Why else is it so difficult to simply ‘man up’ and declare independence away from these relationships? Well, given you’ve been spending most of your time with them, that probably also indicates that your relationships with other people (including those who are suitable friends/lovers) are either non-existent or undeveloped. In other words…the moment you decide to diverge from these relationships–will be the start of isolation from close relationships altogether. *Queue in temporary loneliness.* 🙁
Understandably, no one wants to be alone and by choosing this path, you’ll definitely be alone (at least temporarily). There is no instant gratification. There is a loss of intimacy and dependability (which were established through the relationships you ‘left’). There might even be outbursts of betrayal directed at you (by those you ‘left).

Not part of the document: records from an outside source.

PR #168, opened 2016-04-01
Handle CRLF in assembly text.

### LINKED ISSUE #166: spvTextToBinary cannot handle CR+LF unless fread is used by client
I built a small DLL using the SPIRV-Tools.lib library to allow another language to call into SPIRV-Tools using a foreign-function interface of that language to call into C libraries.
The function in the DLL accepted a single memory pointer to the assembly text, which was loaded by the client program before calling into the DLL and eventually into spvTextToBinary.
This assembly text was read from a file as is, and not via fread, which in "r" text mode apparently converts CR+LF to LF under msvc 14.
The function spvTextToBinary() seems to be unable to handle CR+LF linebreaks in the source assembly text.
The spirv-as assembly tool works flawlessly, though, because fread (in "r" text mode) converts CR+LF to LF (\n).
But it does not work when using other mechanism that read the file as is without any conversion of line-breaks.

So the current workaround is to force the client of spvTextToBinary() to convert CR+LF to LF before handing the assembly text to spvTextToBinary.

Error message I am getting for [the example](https://www.khronos.org/registry/spir-v/specs/1.0/SPIRV.html#_example) in the SPIR-V specification:
```
error: 6: 1: Expected <opcode> or <result-id> at the beginning of an instruction, found '
'.
```

dekimir:
Fixes #166.

@AWoloszyn @dneto0 @antiagainst @Qining PTAL.

### DIFF
--- a/source/text_handler.cpp
+++ b/source/text_handler.cpp
@@ -90,6 +90,7 @@ spv_result_t advance(spv_text text, spv_position position) {
       return advance(text, position);
     case ' ':
     case '\t':
+    case '\r':
       position->column++;
       position->index++;
       return advance(text, position);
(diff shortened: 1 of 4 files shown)


AWoloszyn:
+2 LGTM

PR #169, opened 2016-04-01
Fix validation of array length.

dekimir:
@dneto0 @AWoloszyn @Qining @antiagainst PTAL.

### DIFF
--- a/source/validate_id.cpp
+++ b/source/validate_id.cpp
@@ -278,8 +278,7 @@ bool idUsage::isValid<SpvOpTypeArray>(const spv_instruction_t* inst,
   }
   auto lengthIndex = 3;
   auto length = usedefs_.FindDef(inst->words[lengthIndex]);
-  if (!length.first || (SpvOpConstant != length.second.opcode &&
-                        SpvOpSpecConstant != length.second.opcode)) {
+  if (!length.first || !spvOpcodeIsConstant(length.second.opcode)) {
     DIAG(lengthIndex) << "OpTypeArray Length <id> '" << inst->words[lengthIndex]
                       << "' is not a scalar constant type.";
     return false;
--- a/source/validate_id.cpp
+++ b/source/validate_id.cpp
@@ -270,12 +270,12 @@ bool idUsage::isValid<SpvOpTypeSampler>(const spv_instruction_t*,
 // OpTypeInt.
 bool aboveZero(const std::vector<uint32_t>& constWords,
                const std::vector<uint32_t>& typeWords) {
-  const auto width = typeWords[2];
+  const uint32_t width = typeWords[2];
   const bool is_signed = typeWords[3];
-  const auto loWord = constWords[3];
+  const uint32_t loWord = constWords[3];
   if (width > 32) {
     // The spec currently doesn't allow integers wider than 64 bits.
-    const auto hiWord = constWords[4];  // Must exist, per spec.
+    const uint32_t hiWord = constWords[4];  // Must exist, per spec.
     if (is_signed && (hiWord >> 31)) return false;
     return loWord | hiWord;
   } else {
--- a/source/validate_id.cpp
+++ b/source/validate_id.cpp
@@ -272,19 +272,15 @@ bool aboveZero(const std::vector<uint32_t>& constWords,
                const std::vector<uint32_t>& typeWords) {
   const auto width = typeWords[2];
   const bool is_signed = typeWords[3];
-  if (width == 64) {
-    if (is_signed) {
-      int64_t value = constWords[3] | (uint64_t{constWords[4]} << 32);
-      return value > 0;
-    } else {
-      uint64_t value = constWords[3] | (uint64_t{constWords[4]} << 32);
-      return value > 0;
-    }
-  } else {  // Per spec, must be 32 bits or less, sign-extended.
-    if (is_signed)
-      return (constWords[3] > 0) && !(constWords[3] >> 31);
-    else
-      return constWords[3] > 0;
+  const auto loWord = constWords[3];
+  if (width > 32) {
+    // The spec currently doesn't allow integers wider than 64 bits.
+    const auto hiWord = constWords[4];  // Must exist, per spec.
+    if (is_signed && (hiWord >> 31)) return false;
+    return loWord | hiWord;
+  } else {
+    if (is_signed && (loWord >> 31)) return false;
+    return loWord > 0;
   }
 }
 
--- a/source/validate_id.cpp
+++ b/source/validate_id.cpp
@@ -264,6 +264,30 @@ bool idUsage::isValid<SpvOpTypeSampler>(const spv_instruction_t*,
   return true;
 }
 
+// True if the integer constant is > 0. constWords are words of the
+// constant-defining instruction (either OpConstant or
+// OpSpecConstant). typeWords are the words of the constant's-type-defining
+// OpTypeInt.
+bool aboveZero(const std::vector<uint32_t>& constWords,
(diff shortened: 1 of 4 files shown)


source/validate_id.cpp
```diff
@@ -278,8 +278,7 @@ bool idUsage::isValid<SpvOpTypeArray>(const spv_instruction_t* inst,
   }
   auto lengthIndex = 3;
   auto length = usedefs_.FindDef(inst->words[lengthIndex]);
-  if (!length.first || (SpvOpConstant != length.second.opcode &&
-                        SpvOpSpecConstant != length.second.opcode)) {
+  if (!length.first || !spvOpcodeIsConstant(length.second.opcode)) {
```
dneto0: This is too permissive given the code that later checks the value.
The later code uses the lengths of the instructions and maps that to an assumption about it being a SpvOpConstant or SpvOpSpecConstant.
Should have a TODO saying the remaining cases should be handled (or punted entirely)

Qining:
+1, but I don't quite understand the 'remaining cases' in David's comments :(

dekimir:
Feedback addressed.

source/validate_id.cpp
```diff
@@ -264,6 +264,30 @@ bool idUsage::isValid<SpvOpTypeSampler>(const spv_instruction_t*,
...
+// constant-defining instruction (either OpConstant or
+// OpSpecConstant). typeWords are the words of the constant's-type-defining
+// OpTypeInt.
+bool aboveZero(const std::vector<uint32_t>& constWords,
+               const std::vector<uint32_t>& typeWords) {
+  const auto width = typeWords[2];
+  const bool is_signed = typeWords[3];
+  if (width == 64) {
+    if (is_signed) {
+      int64_t value = constWords[3] | (int64_t{constWords[4]} << 32);
```
yavn: This doesn't compile with VS 2013:

```
error C2397: conversion from 'const unsigned int' to 'int64_t' requires a narrowing conversion
```

which I find a bit strange, since it's 32-bit to 64-bit, so there's clearly enough bits.
I'd change it to:

```c++
(uint64_t{constWords[4]} << 32)
```

We're shifting left, so signedness makes no difference.

dekimir: Thanks @yavn.  I changed it to `uint64_t`, as you suggest.  Aside from the VS2013 error, I've realized that shifting a signed value runs into undefined behaviour all too easily.

source/validate_id.cpp
```diff
@@ -264,6 +264,30 @@ bool idUsage::isValid<SpvOpTypeSampler>(const spv_instruction_t*,
...
+bool aboveZero(const std::vector<uint32_t>& constWords,
+               const std::vector<uint32_t>& typeWords) {
+  const auto width = typeWords[2];
+  const bool is_signed = typeWords[3];
+  if (width == 64) {
+    if (is_signed) {
+      int64_t value = constWords[3] | (uint64_t{constWords[4]} << 32);
+      return value > 0;
+    } else {
+      uint64_t value = constWords[3] | (uint64_t{constWords[4]} << 32);
```
dneto0: An unsigned value is non-zero if any of its bits are non-zero.  So you could have saved some work here.  Or you could have been a little more DRY by sharing this computation with the signed case, and then had the signed case do the constructor-cast.

source/validate_id.cpp
```diff
@@ -264,6 +264,30 @@ bool idUsage::isValid<SpvOpTypeSampler>(const spv_instruction_t*,
...
+      return value > 0;
+    }
+  } else {  // Per spec, must be 32 bits or less, sign-extended.
+    if (is_signed)
```
dneto0: The code could be more DRY by putting the constWords[3] value into a variable with a nicer name.

source/validate_id.cpp
```diff
@@ -264,6 +264,30 @@ bool idUsage::isValid<SpvOpTypeSampler>(const spv_instruction_t*,
...
 
+// True if the integer constant is > 0. constWords are words of the
+// constant-defining instruction (either OpConstant or
+// OpSpecConstant). typeWords are the words of the constant's-type-defining
+// OpTypeInt.
+bool aboveZero(const std::vector<uint32_t>& constWords,
+               const std::vector<uint32_t>& typeWords) {
+  const auto width = typeWords[2];
+  const bool is_signed = typeWords[3];
+  if (width == 64) {
```
dneto0: The equality test is not right.
The assembler supports bit widths up to and including 64 bits.
So this code is wrong when using 48 bits, for example.  The 48 bit case is tested elsewhere in the assembler and disassembler.  You may as well handle that case correctly here too.

source/validate_id.cpp
dneto0: That comment no longer applies now that the later code switches on opcode.

test/ValidateID.cpp
```diff
@@ -378,14 +383,93 @@ TEST_F(ValidateID, OpTypeArrayElementTypeBad) {
...
+enum Signed { kSigned, kUnsigned };
+
+// Creates an assembly snippet declaring OpTypeArray with the given length.
+string MakeArrayLength(const string& len, Signed isSigned, int width) {
+  ostringstream ss;
+  ss << " %t = OpTypeInt " << width << (isSigned == kSigned ? " 1" : " 0")
+     << " %l = OpConstant %t " << len << " %a = OpTypeArray %t %l";
+  return ss.str();
+}
+
```
dneto0: Test the 48 bit case.

test/ValidateID.cpp
```diff
@@ -378,14 +383,93 @@ TEST_F(ValidateID, OpTypeArrayElementTypeBad) {
...
+TEST_F(ValidateID, OpTypeArrayLength0) {
```
dneto0: This next run of tests are all invalid cases.
How about some positive test cases for lengths that are constant integers: signed case, and also signed/unsigned wider than 32 bits (e.g. 48 and 64)

dneto0:
-1  for invalid code for 48 bit widths, and missing test cases.

source/validate_id.cpp
dekimir: The SPIR-V spec doesn't allow 48-bit integers -- the "Data rules" part of section 2.16.1 allows only 32-bit integers plus whatever's enabled by capabilities.  And capabilities only exist for Int64, Int16, and Int8.

dekimir:
Made `aboveZero()` DRY, covered all widths between 32 and 64, and added many more tests. PTAL.

source/validate_id.cpp
```diff
@@ -272,19 +272,15 @@ bool aboveZero(const std::vector<uint32_t>& constWords,
...
-  } else {  // Per spec, must be 32 bits or less, sign-extended.
-    if (is_signed)
-      return (constWords[3] > 0) && !(constWords[3] >> 31);
-    else
-      return constWords[3] > 0;
+  const auto loWord = constWords[3];
+  if (width > 32) {
+    // The spec currently doesn't allow integers wider than 64 bits.
+    const auto hiWord = constWords[4];  // Must exist, per spec.
+    if (is_signed && (hiWord >> 31)) return false;
```
dneto0: This depends critically on the fact that hiWord is an unsigned type, and yet you declare it via auto.
Ok, I guess.

dneto0:
-1
Fine except it fails the GCC Travis builds.

dekimir:
Fixed `auto` and GCC failure.

dneto0:
+2 yay

dekimir:
Squashed and merged to master via 3fb2676.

I guess in times like this, it’s more important to focus on the reasons why you left in the first place…and to maintain the hope that you will re-establish close relationships–but this time, with people that are truly fulfilling in your life.
Shamefully, I wasn’t able to ‘cut off’ relationships that I acknowledged to be harmful to my personal growth. This is why I’m truly thankful to have physical distance! I had no idea how empowering distance can actually be. I’ve finally mustered the ability to say, “No. You are not good for me”, and I owe it being oceans apart.
But more importantly–how Liberating.